Parallèlement à la croissance, cette crise sanitaire va également avoir des effets négatifs sur le chômage qui connaîtra une croissance pouvant varier entre 1,53 et 4,15%.
« Notre pays va subir également une baisse importante de la consommation locale qui pourrait varier dans nos simulations entre -1,56% et -5,23% », ajoutent les experts.
Le commerce extérieur sera l’un des secteurs les plus touchés de notre économie. Ainsi, « la crise globale et les difficultés de nos partenaires économiques traditionnels, particulièrement les pays de l’Union européenne, seront à l’origine d’une chute sans précédent de nos exportations qui pourrait varier de -1,9% à 10,34%. Par ailleurs, la grande récession de l’économie sera à l’origine de nos importations qui pourraient atteindre -9,2% ».
Cette crise va également toucher les grands équilibres financiers de l’Etat. Ainsi, les recettes des impôts sur les sociétés vont connaître une chute qui pourrait varier, selon les simulations, de -3,3% à -11,73% avec les difficultés financières que vont connaître toutes nos entreprises dans la plupart des secteurs économiques. En même temps, les impôts sur les revenus vont également connaître une importante baisse qui pourrait varier entre -0,58% et -4,22%.

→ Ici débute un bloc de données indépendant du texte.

PR #5171, opened 2022-06-21
Closes #5169 - Hide related RUCSS notices on denied folder permission

### LINKED ISSUE #5169: RUCSS progress notices are displayed even when the used-css folder cannot be created
- Made sure you’re on the latest version ✅`3.11.4`

**Describe the bug**

When permissions aren't correct and we can't create the `used-css` folder we display the "countdown" notice:

and then the "success" notice:

although the actual `status` is `failed`: 

**To Reproduce**

1. Install WP Rocket `>=3.11.4`.
2. Change the permissions of the `cache` folder to `444`.
3. Activate Remove Unused CSS.
4. See the notices being displayed.

**Expected behavior**

We shouldn't display the two notices when we cannot create/write to the `used-css` folder.

- [ ] Reproduce the problem
- [ ] Identify the root cause
- [ ] Scope a solution
- [ ] Estimate the effort

jeawhanlee:
## Description

This PR removes the related RUCSS notices when we have a denied permission on the `cache` folder.

Fixes #5169 

## Type of change

# Checklist:

### DIFF
--- a/inc/Engine/Optimization/RUCSS/Admin/Settings.php
+++ b/inc/Engine/Optimization/RUCSS/Admin/Settings.php
@@ -181,7 +181,7 @@ class Settings {
 	 * @return void
 	 */
 	public function display_processing_notice() {
-		if ( ! rocket_direct_filesystem()->is_writable( WP_ROCKET_CACHE_PATH ) ) {
+		if ( ! rocket_direct_filesystem()->is_writable( rocket_get_constant( 'WP_ROCKET_CACHE_PATH' ) ) ) {
 			return;
 		}
 
@@ -227,7 +227,7 @@ class Settings {
 	 * @return void
 	 */
 	public function display_success_notice() {
-		if ( ! rocket_direct_filesystem()->is_writable( WP_ROCKET_CACHE_PATH ) ) {
+		if ( ! rocket_direct_filesystem()->is_writable( rocket_get_constant( 'WP_ROCKET_CACHE_PATH' ) ) ) {
 			return;
 		}
 
--- a/inc/Engine/Optimization/RUCSS/Admin/Settings.php
+++ b/inc/Engine/Optimization/RUCSS/Admin/Settings.php
@@ -181,10 +181,6 @@ class Settings {
 	 * @return void
 	 */
 	public function display_processing_notice() {
-		if ( ! rocket_direct_filesystem()->is_writable( rocket_get_constant( 'WP_ROCKET_CACHE_PATH' ) ) ) {
-			return;
-		}
-
 		if ( ! $this->can_display_notice() ) {
 			return;
 		}
@@ -227,10 +223,6 @@ class Settings {
 	 * @return void
 	 */
 	public function display_success_notice() {
-		if ( ! rocket_direct_filesystem()->is_writable( rocket_get_constant( 'WP_ROCKET_CACHE_PATH' ) ) ) {
-			return;
-		}
-
 		if ( ! $this->can_display_notice() ) {
 			return;
 		}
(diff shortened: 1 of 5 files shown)


inc/Engine/Optimization/RUCSS/Admin/Settings.php
```diff
@@ -181,6 +181,10 @@ public function set_optimize_css_delivery_method_value( $field_args ): array {
 	 * @return void
 	 */
 	public function display_processing_notice() {
+		if ( ! rocket_direct_filesystem()->is_writable( WP_ROCKET_CACHE_PATH ) ) {
```
remyperona:
```suggestion
		if ( ! rocket_direct_filesystem()->is_writable( rocket_get_constant( 'WP_ROCKET_USED_CSS_PATH', '' ) ) ) {
```

inc/Engine/Optimization/RUCSS/Admin/Settings.php
```diff
@@ -223,6 +227,10 @@ public function display_processing_notice() {
 	 * @return void
 	 */
 	public function display_success_notice() {
+		if ( ! rocket_direct_filesystem()->is_writable( WP_ROCKET_CACHE_PATH ) ) {
```
remyperona:
```suggestion
		if ( ! rocket_direct_filesystem()->is_writable( rocket_get_constant( 'WP_ROCKET_USED_CSS_PATH', '' ) ) ) {
```

remyperona (changes requested):

remyperona:
The tests need to be updated too

inc/Engine/Optimization/RUCSS/Admin/Settings.php
engahmeds3ed: Also why not adding this logic inside the method `can_display_notice` after checking the screen? what do u think?

jeawhanlee: True Sir

remyperona (approved):

vmanthos (approved):
This is working as expected.

The notices won't be displayed if we cannot create the `used-css` folder. 

After restoring the folder's permissions the "processing" notice gets displayed:
```
WP Rocket: Please wait 10 seconds. The Remove Unused CSS service is processing your pages.
```

If `rocket_rucss_pending_jobs` is executed before the issue is resolved, any preexisting jobs will have a `status` of `failed` and will require manually clearing of the used CSS or wait for anything that will trigger automatic clearing, for the used CSS to be generated for those URLs.

@piotrbak Maybe we can stop the creation of used CSS jobs _until_ we can write to the disk. Also, can we consider using a cron to clear and re-try `failed` jobs?

piotrbak:
@vmanthos I like the idea of `stopping creation of used CSS jobs until we can write to the disk.`

I believe it needs some discussion on how to implement this properly and when bail out. Could you create an issue?

vmanthos:
@piotrbak I'll create the issue tomorrow.

vmanthos:
@piotrbak @jeawhanlee When `cache` is writeable but `used-css` isn't we are still displaying the notices.
This is likely an edge case but could be resolved if, as @Tabrisrp suggested, we check if `WP_ROCKET_USED_CSS_PATH` is writeable instead of `WP_ROCKET_CACHE_PATH`.

piotrbak:
@vmanthos @jeawhanlee yes, we should check the Used CSS directory

vmanthos:
@jeawhanlee This is working as expected. 🙏

vmanthos (approved):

Selon la même source, cette dérive des grands équilibres financiers de l’Etat sera à l’origine d’importants besoins de financements de l’économie nationale qui vont varier de 6,2% à 29,1%. Ce besoin de financement étranger pourrait entraîner un accroissement de l’endettement externe qui devrait se situer à 0,78% et pourrait atteindre jusqu’à 3,64% au cas où le scénario le plus dangereux se réaliserait.
C’est dire que la crise sanitaire s’est transformée en une crise économique majeure dans notre pays. « Cette crise va accroître les difficultés de la transition économique de notre pays avec la baisse de la croissance et la panne de l’investissement et notre incapacité à construire un nouveau modèle de développement pour remplacer celui en crise et hérité du milieu des années 1970. La crise sanitaire et le virus Covid-19 vont renforcer nos difficultés économiques et renforcer la crise que nous traversons depuis quelques années ».
A partir des résultats des simulations, la Tunisie pourrait s’installer dans ce que les experts appellent une déflation marquée par un important recul de la croissance, une montée vertigineuse du chômage et une augmentation de l’inflation, même si elle reste mesurée dans les différents scénarios. Or, les crises de déflation sont les plus complexes à traiter et les expériences historiques, notamment la grande crise de 1929, ont montré la difficulté de définir les politiques économiques pertinentes pour ces crises.